Naturally I too wish to maintain the identity. But instead of doing so by arguing about the utility of the reals or the nature of infinity, let’s look at what it means for an expression to “denote” a number in the first place.
Let’s say, then, that I go ahead and concede the point which seems to be causing the trouble: when you start with 0 and append 9s one at a time, you never get a number equal to 1 even if you go on forever. That is, it’s not – retracting the apparently objectionable terminology – that you get a number actually equal to 1 when we add an infinite number of 9s, because (the objection goes) that can’t happen, even in theory. Fine, have it your way; but now let us ask which number is the lowest such number? Which number does 0.9999… [not equal, as you insist, but] approach?
Clearly that number is 1. That it can’t be anything short of 1 we can show without any theoretical baggage, as all we need is the idea of an arbitrarily long but finite string of 9s: whatever finitely long string of 9s makes up the supposed number less than 1 (i.e. which “0.999…” approaches), it can’t be long enough, as I can always give you another such number which is larger than that one and yet less than 1; therefore only 1 is large enough – and thus the smallest such number as well.

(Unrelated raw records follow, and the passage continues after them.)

PR #1878, opened 2021-04-06
Reduce Makhleb's heal-on-kill

RojjaCebolla:
The recent introduction of Djinni draws further attention to an ongoing DCSS problem, where Makh is a good choice for any character, and is a better "healing" god than Elyvilon. Part of the problem is getting a bunch of free healing regardless of piety earned or invocations investment.

Instead of healing for (roughly) the monster's HD * 1.5, now heal for (roughly) invocation skill + monster's HD * 0.5. 
(`(random2avg(foo * 2) ~= foo`_, right?)_

This is intended to help with: 

1. the highly visible runaway Dj/DD games, 
2. and also with the less-talked-about problem where Makh is a really strong choice any character, not just Dj/DD though they are the poster children.
3. It also incentivizes training Invocations, which could help makh's active abilities become less of a sideshow.

### DIFF
--- a/crawl-ref/source/mon-death.cc
+++ b/crawl-ref/source/mon-death.cc
@@ -1870,7 +1870,7 @@ item_def* monster_die(monster& mons, killer_type killer,
 
                 if (have_passive(passive_t::restore_hp))
                 {
-                    hp_heal = random2avg(you.skill_rdiv(SK_INVOCATIONS, 2), 2)
+                    hp_heal = random2avg(you.skill_rdiv(SK_INVOCATIONS, 3, 2), 2)
                         + random2(mons.get_experience_level());
                 }
                 if (you.species == SP_GHOUL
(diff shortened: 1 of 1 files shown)


RojjaCebolla:
Looks like monster HD ranges from 1 to 15, with 16 for draconians and from 16-30 it's pretty much draconian packs, uniques, big liches, and orbs of fire.  So the player will heal less from those, unless they make a pretty big investment into invo skill.

Could conservatively swap it so that the flat heal comes from HD, and the more random part of the heal is from invo.  Or aggressively make both halves random and able to roll 0!

RojjaCebolla:
I did a bit more wizmode games, and this doesn't actually feel like a nerf - it only affects people who train little or no invo, which is probably not the most common use case?  

Trying a change to the skill multiplier.

PleasingFungus:
(I endorse the general thrust of this change, with some kind of accompanying buff to Major Destruction and/or swapping it out for damnation. I haven't the time to investigate the details right now, though, sorry.)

Again, talking this way seems at first to give up the idea that 0.999…. is equal to 1 in favor of the objectors’ idea that it simply approaches it. But even if that which is denoted by the expression 0.999… is not the mathematical object which is the number 1, that expression still (let's say) gestures at – and, importantly, does so uniquely – that same object.
This was another point where my original post came to seem redundant, as many online discussions of this issue pretty much do the same thing by appealing to the mathematical concept of limits. Crucially to my larger point, though, they usually do so to defend the equality after all, as opposed to giving it up to make a point.

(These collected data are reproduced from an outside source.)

PR #1879, opened 2021-04-06
Improve Makhleb's Major Destruction

RojjaCebolla:
Throw out the fireball and orb, they cause problems and shouldn't
be using the same targeter as a bunch of bolts. Very Random spells
can be fun, but not when you're paying HP, piety, and a turn.

Add an acid bolt instead.

Not fixed: iron shot and sticky flame are also not bolts.

But at least those don't blow up in your face!

### DIFF
--- a/crawl-ref/source/ability.cc
+++ b/crawl-ref/source/ability.cc
@@ -2557,12 +2557,11 @@ static spret _do_ability(const ability_def& abil, bool fail, dist *target)
             beam.origin_spell = SPELL_NO_SPELL; // let zapping reset this
             zap_type ztype =
                 random_choose(ZAP_BOLT_OF_FIRE,
-                              ZAP_FIREBALL,
                               ZAP_LIGHTNING_BOLT,
                               ZAP_STICKY_FLAME,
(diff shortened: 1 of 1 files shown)


RojjaCebolla:
```
int power = you.skill(SK_INVOCATIONS, 1)
                    + random2(1 + you.skill(SK_INVOCATIONS, 1))
                    + random2(1 + you.skill(SK_INVOCATIONS, 1));
```
This same power calculation seems to be used for both Minor and Major destruction.  It feels unlikely they should be using the same numbers.  In wizmode with an XL8 character that had 12 invo, a barrage of major destruction casts kills the player - and also fails to wipe out monsters in Lair!  Perhaps another random2 of invo skill should be added?

Another direction could be to keep the fireball and orb, and add in other "splash" spells and drop the bolts.  But I don't think splash spells are good with summons.

sdynet:
How about giving him Damnation?

RojjaCebolla:
That's a very thematically appropriate idea, and it's great that all your summons would be immune to the blast.  But that's one of Demonspawn's coolest gimmicks! 🤔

But now this is where we reach the long-awaited punch line of our story. For in either case –- using the concept of limits to show that the same object is denoted by the two expressions after all, or instead giving up that idea and differentiating between strictly denoting an object and (merely) gesturing at it — we end up in pretty much the same place. That is, while it's true that what Taylor and Dreyfus reject as an unacceptably “designative” conception of language (here, mathematical symbols, but meaningful inscriptions just the same) can get us into conceptual difficulty, and substituting a more "engaged", practical, less strictly formal relation of "gesturing" can help sidestep it, it seems false that such a strategy is necessarily different –- as it seems Dreyfus at least is claiming it is –– from simply being more careful about saying why our concepts denote (or "designate") what they do.
Not only that, it seems that this is true even in the purely mathematical context, in the heart of the modern scientific-rational beast. Far from needing scorched-earth phenomenological demolition projects, even here in this most seemingly unavoidably Cartesian of conceptual spaces we have resources to hand which show a way out of that lamentable muddle — and thus potentially a fortiori in more congenially post-analytic contexts as well if we look. Anyway, that’s the thought. Woof!